21/07/2026
Uma carta aberta de amor, ao yoga, e ao movimento sadahka.
Na minha primeira prática no parque, cheguei com todo meu ego, distrações, preconceitos, desconfianças, uma criança assustada, um adulto julgador.
Fui apenas atrás de alguns alongamentos, em um domingo de manhã, logo eu, que detesto acordar cedo. Mal sabia eu, que acordaria nos próximos domingos, por semanas, meses e agora por quase dois anos. E nos poucos domingos que não acordei fiquei com aquela sensação, sabe? Aquela que você deveria ter feito, ia me fazer bem, mas a preguiça venceu.
Nada fez sentido nas primeiras vezes, era difícil de mais me concentrar, tudo era julgamento, tudo era "besteira", mas no próximo domingo eu estava lá, de novo.
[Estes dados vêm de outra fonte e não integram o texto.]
PR #751, opened 2023-03-05
Publish packages for building Melee and generating documentation

ribbanya:
This PR restructures our workflows to use custom images, which are built automatically and uploaded to [ghcr.io](https://docs.github.com/en/packages/working-with-a-github-packages-registry/working-with-the-container-registry). The image (called "packages" by GitHub) are built every week and deployed to the host repo (meaning doldecomp when this PR is merged, but they will also deploy to forks, like [mine](https://github.com/ribbanya?tab=packages&repo_name=melee)). The packages are only deployed to the branches `master` or `main`, but they will be built if any of the files that generate them have changed.

Each package, when built, does a dry run of its entrypoint to check for success, meaning for example `build-linux` will try to build Melee. If the package fails its dry run, it will not be published to GHCR. Because of this automation, we can now use `latest` of everything upstream (devkitPro, WiBo, Ubuntu, Python, etc.) without worrying about whether it breaks. In the event that packages are failing to build, `build-melee` and `publish-pages` will simply pull from the latest working image.

The images used as base layers for each of the Dockerfiles are all cached by GitHub's runners on both [Ubuntu](https://github.com/actions/runner-images/blob/main/images/linux/Ubuntu2204-Readme.md#cached-docker-images) and [Windows](https://github.com/actions/runner-images/blob/main/images/win/Windows2022-Readme.md#cached-docker-images), meaning that despite being a few gigabytes each in size, the base layer takes roughly 0 seconds to pull.

Contributors who do not want to set up a working environment locally can now also use `docker` or `podman` to pull our GHCR images and build the project, whether they're working on Linux, Windows, or macOS.

# Packages

## `build-linux`

This package contains everything necessary to build Melee on Linux, and nothing else. It pulls the latest binaries from wibo, devkitPro, and our compilers from Discord.

## `gen-pages`

This package contains everything necessary to generate our docs, and it also sets up a Python venv and installs the packages in `requirements.txt`. This is necessary to run `m2ctx.py` but it also serves as a smoke test on our Python tooling.

## `build-windows`

This thing is incredibly slow, taking upwards of 12 minutes to finish, but it serves a very important purpose. It takes a fresh Windows Server 2022 image and, using PowerShell with [scoop](https://scoop.sh/), installs everything needed to build Melee, as well as our Python tooling. It uses PowerShell 5.1, which is installed by default on both Windows Server and Windows 10/11, so if this package builds successfully then that almost certainly means a Windows user can perform the same steps to get set up locally. It does not install devkitPro, and doesn't need to.

# Workflows

## `build-melee`

This workflow has been overhauled to use the pre-built images. It does not hardcode `doldecomp` anywhere, so it will work in a fully self-contained manner on any fork. The other notable change is that if `GENERATE_MAP=1` or `NON_MATCHING=1` fails, the other will continue anyway. However, if this workflow is running and a new push occurs, the Windows build (but not the Linux build) will be cancelled by the new pending workflow run.

The Linux build typically takes less than a minute now, so it should be pretty useful as a way to compile even even for someone who doesn't have a local setup.

## `publish-pages`

Now uses the pre-built page generator image to upload our documentation and `ctx.html` to GitHub Pages of the host repository. It will generate the pages no matter what, but will only upload to `master` or `main`. It's now included in pull request events to check whether the generation succeeds.

It also uploads a zipped version of the pages as an artifact to the run. Not to be confused with the GitHub Pages upload, which only occurs on the main branch, this artifact is the same as how `GENERATE_MAP=1` leaves `GALE01.map` as an artifact associated with every run.

## `publish-packages`

This builds the GHCR images. As stated above, this should work on any fork. It has a few rules that govern its operation:

1. The workflow only triggers if the files that generate the packages are changed, so `.github/workflows/publish-packages.yml` or anything inside `.github/packages`.
1. If this workflow is running, and a new push that triggers it occurs, it will stop and let the new run take over.
1. It will run on any branch that changes its files, but it will not push the packages to GHCR unless it's on the main branch.
1. On the main branch, it will run once a week on Monday at 5am EST.
1. Each package is tagged multiple times based on different criteria:
    * `latest` is the latest successful build.
    * `edge` is basically the same as `latest` in our case, but this tag is used by Alpine and others to refer to the `HEAD` of the main branch. We may at some point change `latest` to mean something more stable.
    * Every image is tagged with the branch name of the branch that produced it.
    * Every image is tagged with `sha-abcdefa` according to the sha of the commit that produced it, so this acts as a "permalink" to that image even when it's no longer tagged as `latest`.
    * The weekly builds are tagged with the date in the same form as devkitPro (`YYYYMMDD`).


ribbanya:
Builds are failing because the images don't exist on doldecomp. I will force merge this when it's approved.

---

~~Nevermind, there's not really a point to filtering the branch.~~

---

Nevermind again, it's not allowed.

ribbanya:
Superseded by #752.

PR #291, opened 2018-04-27
ref: Fix platform warnings about unused imports

tonyo:


.gitignore
```diff
@@ -4,6 +4,7 @@ target
 .cargo
 node_modules
 coverage
+.*.swp
```
jan-auer: That should go in a local .gitignore please.

tonyo: Fixed

Issue #227, opened 2018-01-18
Support Alpine


mrmckeb:
As the CLI is a dependency of https://github.com/getsentry/sentry-webpack-plugin, we've been pulling the binary from your docker container, hosting that, and then passing in our host with the new `SENTRYCLI_CDNURL` environment variable. We've also used Yarn's resolutions feature to pin to the latest release for now.

This is fine, but it makes updates a little more painful, and I think other users are likely to face this in future.

Could the binary from that container be automatically attached to releases here?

E se não tinha prática porque choveu ou esfriou, ficava um vazio.
O mesmo vazio dos meus dias de semana, que eu preenchia com besteiras, televisão, qualquer distração que não precisava de esforço.
O yoga ensina no silêncio.
Ensina sem impor respostas.
Vai retirando, camada por camada, aquilo que não somos, ensinando a silenciar as distrações, a se reconhecer como parte do divino. A ser o observador.
Foi assim que encontrei muito mais do que uma prática.
Me reencontrei, encontrei pessoas. Encontrei comunidade. Encontrei um lugar onde não era preciso provar nada para ninguém.
O Movimento Sādhaka me mostrou que a transformação não acontece só em grandes acontecimentos, mas na coragem de voltar. De estender o tapete mais uma vez. De sentar em silêncio mais uma vez. De respirar mais uma vez.
Hoje percebo que eu nunca fui ao parque apenas para praticar Yoga.
Eu ia para me encontrar.
E continuo indo.
Porque, às vezes, tudo o que precisamos é de um domingo de manhã (com sol de preferência), um tapete no chão e pessoas dispostas a caminhar juntas, lembrando umas às outras daquilo que jamais deveria ser esquecido: a presença.
Com amor e gratidão,
Pedro Loureiro
"Que todos os seres sejam felizes.
Que todos estejam livres de doenças e sofrimentos.
Que todos vejam o que é auspicioso.
Que ninguém sofra ou experimente a miséria."